Learn more in this episode of the Knowledge Leaders Podcast, hosted by Todd Hand.
Listen to the Full Podcast Here
Podcast Transcript Excerpt
Todd Hand: Is the higher education sector embracing these innovations?
Daniel Pianko: So I think that’s one of the most interesting questions that we’re going to grapple with in about 30 years. I think if you talk to the average…a lot of people are doing a lot of things.
And you’ve got to understand about “the university.” The university is one of the oldest institutions in modern society. Besides the Catholic Church, university in which the first university in the western world was founded in 1088.
The university is one of the oldest institutions we have as a society and it has changed relatively little and has a huge amount of societal currency. The way people were taught for a thousand years has barely evolved or barely changed. So by that logic, the rate of change is accelerating dramatically.
Conversely, you know, if you look at this relative to almost any other industry faced with disruption, it’s not moving all that quickly. And I think what we’re looking at is, actually, a lot of traditional colleges becoming the disruptors.
I think Western Governors, Southern New Hampshire, ASU–these schools that are driving massive online scale in a nonprofit setting–are going to set the table, set the agenda that everybody else has to catch up to.
And so I think those institutions are actually going to drive substantial change.

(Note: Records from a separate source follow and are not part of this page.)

PR #181, opened 2026-03-25
feat: provide agent context to runners

bottrall:
## Summary

- Add required `context:` keyword argument to `Runner#map` so runner implementations can access the agent context for job serialization
- `ToolRuntime#execute` now forwards context through to the runner
- Built-in `Sequential` and `Threaded` runners accept context (no behavior change)
- Architecture docs updated with Runner and ToolRuntime sections

## Test plan

- [x] All existing tests pass (`bundle exec rake` — 1164 tests, 0 failures)
- [x] Tests verify all runners require `context:` keyword
- [x] Test verifies custom runner subclass can access context in `map`
- [x] RBS type signatures regenerated and type checking passes (`steep check`)

### DIFF
--- a/.agents/architecture.md
+++ b/.agents/architecture.md
@@ -107,6 +107,29 @@ MyAgent.new.stream(persisted_messages)  # cross-process resume
 
 On resume, `execute_pending_tool_calls` detects tool calls from the last assistant message that lack corresponding tool result messages and executes them before entering the LLM loop. This handles the case where an interrupt fired mid-way through tool execution.
 
+### Runner (`lib/riffer/runner.rb`)
+
+Concurrency primitive for batch execution. Subclasses implement `#map(items, context: nil, &block)` to control how items are processed. The `context` keyword carries the agent's context hash, enabling runners that need it for job serialization or routing.
+
+Built-in runners:
+- `Sequential` — processes items in the current thread via `Array#map`
+- `Threaded` — processes items concurrently using a thread pool with configurable `max_concurrency`
+
+```ruby
+runner = Riffer::Runner::Threaded.new(max_concurrency: 3)
+runner.map(items, context: ctx) { |item| process(item) }
+```
+
+### ToolRuntime (`lib/riffer/tool_runtime.rb`)
+
+Composes with a Runner to execute tool calls. Provides `#execute` as the public entry point and `#around_tool_call` as a hook for instrumentation. Passes the agent context through to the runner.
+
+Built-in runtimes:
+- `Inline` — uses `Runner::Sequential` (default)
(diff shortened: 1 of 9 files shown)


lib/riffer/runner/sequential.rb
```diff
@@ -6,8 +6,8 @@
 # This is the default runner used when no concurrency is needed.
 #
 class Riffer::Runner::Sequential < Riffer::Runner
-  #: (Array[untyped]) { (untyped) -> untyped } -> Array[untyped]
-  def map(items, &block)
+  #: (Array[untyped], ?context: Hash[Symbol, untyped]?) { (untyped) -> untyped } -> Array[untyped]
+  def map(items, context: nil, &block)
```
Thibaut: question (non-blocking): why make it optional? I think this could result in more complexity (nil checks) or bugs. As it stands, we always pass `context`, so I would leave it as required until such time that we have a good reason not to (unless there already exists a good reason)

.agents/architecture.md
```diff
@@ -107,6 +107,29 @@ MyAgent.new.stream(persisted_messages)  # cross-process resume
 
 On resume, `execute_pending_tool_calls` detects tool calls from the last assistant message that lack corresponding tool result messages and executes them before entering the LLM loop. This handles the case where an interrupt fired mid-way through tool execution.
 
+### Runner (`lib/riffer/runner.rb`)
+
+Concurrency primitive for batch execution. Subclasses implement `#map(items, context: nil, &block)` to control how items are processed. The `context` keyword carries the agent's context hash, enabling runners that need it for job serialization or routing.
+
+Built-in runners:
```
Thibaut, line 114: question (non-blocking): is there a case to be made that runners are a premature and potentially unnecessary abstraction? Would it not simplify things for now to build the runner directly (inline) in the runtime? It doesn't seem that we'd want to mix & match runtimes and runners. If so (and runners/runtimes will always be 1:1 in the short term), then I think it may be worth consolidating/simplifying.

Thibaut (approved):
Some thoughts to ponder upon. I trust in whatever you decide 😄

.agents/architecture.md
bottrall: It's not premature in the sense that there is already a [PR](https://github.com/janeapp/riffer/pull/169) up that makes use of this abstraction for agent orchestration. Which as we've all discussed (and I think we agree on?) running tools, agent orchestration and workflow orchestration benefit from being able to define different runtime characteristics.

Thibaut: Gotcha :+1: Hadn't made the connection in that PR.

PR #185, opened 2026-03-26
refactor: simplify dependency helper

bottrall:
## Summary

- Simplify `Riffer::Helpers::Dependencies#depends_on` to just `require` + friendly error message
- Remove `VersionError` class, `req:` parameter, `gem()` call, and all Bundler version-checking logic
- Use `depends_on` for `async/semaphore` in `Riffer::Runner::Fibers` for consistency
- Update tests and regenerate RBS types

## Test plan

- [x] `bundle exec rake` passes (1165 tests, 0 failures, lint clean, types clean)

## Release Notes

* **Refactor**
  * Streamlined dependency declaration by removing bundler and version validation checks.
  * Simplified method signature for declaring optional dependencies.

* **Tests**
  * Updated tests to reflect new dependency handling behavior.

### DIFF
--- a/lib/riffer/helpers/dependencies.rb
+++ b/lib/riffer/helpers/dependencies.rb
@@ -8,41 +8,14 @@ module Riffer::Helpers::Dependencies
   # Raised when a required gem cannot be loaded.
   class LoadError < ::LoadError; end
 
-  # Raised when a gem version requirement is not satisfied.
-  class VersionError < ScriptError; end
-
-  # Declares a dependency on a gem.
+  # Requires a gem by name, raising a helpful error if it is not installed.
   #
-  # Verifies the gem is installed and satisfies version requirements,
-  # then requires it.
-  #
-  # Raises LoadError if the gem is not installed.
-  # Raises VersionError if the gem version does not satisfy requirements.
+  # Raises LoadError if the gem cannot be required.
   #
   #--
-  #: (String, ?req: (bool | String)) -> true
-  def depends_on(gem_name, req: true)
-    gem(gem_name)
-
-    return true unless defined?(Bundler)
-
-    gem_version = Gem.loaded_specs[gem_name].version
-    gem_dependency = Bundler.load.dependencies.find { |g| g.name == gem_name }
-    gem_requirement = gem_dependency&.requirement
-
-    unless gem_requirement
-      raise VersionError, "The #{gem_name} gem is installed but not specified in your Bundler dependencies (e.g., Gemfile)."
-    end
-
-    unless gem_requirement.satisfied_by?(gem_version)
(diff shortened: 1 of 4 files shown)


lib/riffer/helpers/dependencies.rb
```diff
@@ -8,41 +8,14 @@ module Riffer::Helpers::Dependencies
...
-    end
-
-    lib_name = gem_name if req == true
-    lib_name = req if req.is_a?(String)
-
-    require(lib_name) if lib_name
-
+  #: (String) -> true
+  def depends_on(gem_name)
+    require gem_name
```
Thibaut, line 18: 👌

lib/riffer/helpers/dependencies.rb
```diff
@@ -8,41 +8,14 @@ module Riffer::Helpers::Dependencies
...
-      raise VersionError, "The #{gem_name} gem is installed, but version #{gem_requirement} is required. You have #{gem_version}."
-    end
-
-    lib_name = gem_name if req == true
-    lib_name = req if req.is_a?(String)
-
-    require(lib_name) if lib_name
-
+  #: (String) -> true
+  def depends_on(gem_name)
```
Thibaut, line 17: suggestion (non-blocking): should we simply use `require` then instead of `depends_on`? The only difference is the error message, but the default one is probably fine no?

Thibaut (approved):

lib/riffer/helpers/dependencies.rb
bottrall: Good question. Currently a developer would get the following:
```
Riffer::Helpers::Dependencies::LoadError: Could not load nonexistent_gem_xyz_12345. Please ensure that the nonexistent_gem_xyz_12345 gem is installed.
    lib/riffer/helpers/dependencies.rb:21:in 'Riffer::Helpers::Dependencies#depends_on'
```

Without this helper they would get:
```
LoadError: cannot load such file -- nonexistent_gem_xyz_12345
    /Users/jakebottrall/.rbenv/versions/3.4.8/lib/ruby/3.4.0/bundled_gems.rb:82:in 'Kernel.require'
    /Users/jakebottrall/.rbenv/versions/3.4.8/lib/ruby/3.4.0/bundled_gems.rb:82:in 'block (2 levels) in Kernel#replace_require'
    /Users/jakebottrall/.rbenv/versions/3.4.8/lib/ruby/gems/3.4.0/gems/zeitwerk-2.7.5/lib/zeitwerk/core_ext/kernel.rb:34:in 'Kernel#require'
    lib/riffer/helpers/dependencies.rb:18:in 'Riffer::Helpers::Dependencies#depends_on'
```

I think our error message is a bit more friendly and helpful. It also standardizes the best practice of including gems in the project. For those reasons and considering it's little to no burden to maintain, I think it's worth keeping.

PR #189, opened 2026-03-31
feat: add timestamp to messages

cloetzi:
## Summary

- Adds a `timestamp` attribute to `Messages::Base` (defaults to `Time.now`, overridable)
- Serialized as ISO 8601 with millisecond precision in `to_h`
- `Converter` round-trips timestamps from hashes (parses ISO 8601 strings and passes through `Time` objects)
- All subclasses (System, User, Assistant, Tool) forward `timestamp:` to base

## Test plan

- [x] All 1183 existing tests pass (0 failures, 0 errors)
- [x] New tests for default timestamp, custom timestamp, `to_h` serialization, and converter round-trip on each message type
- [x] StandardRB lint clean (no new offenses)

### DIFF
--- a/.agents/architecture.md
+++ b/.agents/architecture.md
@@ -65,6 +65,8 @@ Typed message objects that extend `Riffer::Messages::Base`:
 - `Assistant` - AI responses
 - `Tool` - tool execution results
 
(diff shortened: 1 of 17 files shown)


cloetzi:
We had the discussion, this is not a riffer concern.

PR #190, opened 2026-04-01
feat(amazon_bedrock): support S3 URI file sources

bottrall:
## Summary
- Add support for S3 URI (`s3://`) file sources in the Amazon Bedrock provider, in addition to existing base64 data sources
- S3 URIs are passed as `s3_location` in the Bedrock API request, enabling direct references to files in S3 buckets
- Document filenames are derived from the S3 URI path when not explicitly provided
- Non-S3 URLs now raise `Riffer::ArgumentError` with a clear message

## Test plan
- Added VCR cassette tests for S3 URI images and documents via both `generate_text` and `stream_text`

As you see the rich get richer, the hollowing out of the middle. The retail landscape, the banking landscape…there are four major banks left. And then they’re a bunch of small guys and nobody in the middle.
Retail is same way. You’ve got Walmart, you’ve got Target, you’ve got Costco, you’ve got Amazon now, and then you’ve got very few mid-size retailers and a bunch of small mom-and-pop shops or people who open a storefront. So you’re seeing the hollowing out of this great middle, and that’s going to start happening to universities, too. And as that starts to happen, you’re going to see institutions starting to realize they have to change.
They either have to consolidate, get larger, get specialized, partner with these innovative organizations in order to be successful.
So is the rate of change fast or slow?
Certainly in the context of the glacier pace of the last thousand years, it is very fast change, but relative to sort of the newspaper media industry circa 2000, the change is relatively slow.
Todd Hand: What’s currently happening today in the for-profit, higher education sector?
Daniel Pianko: I think for-profit, higher-education has, if not received its death knell, certainly been dealt something akin to a mortal blow.
I think that the recent closure of Virginia College last week–even under a Trumpian regulatory regime–indicates that the for-profit college world that created this industry in the late 90’s 2000’s, if not gone, barely a shadow of itself.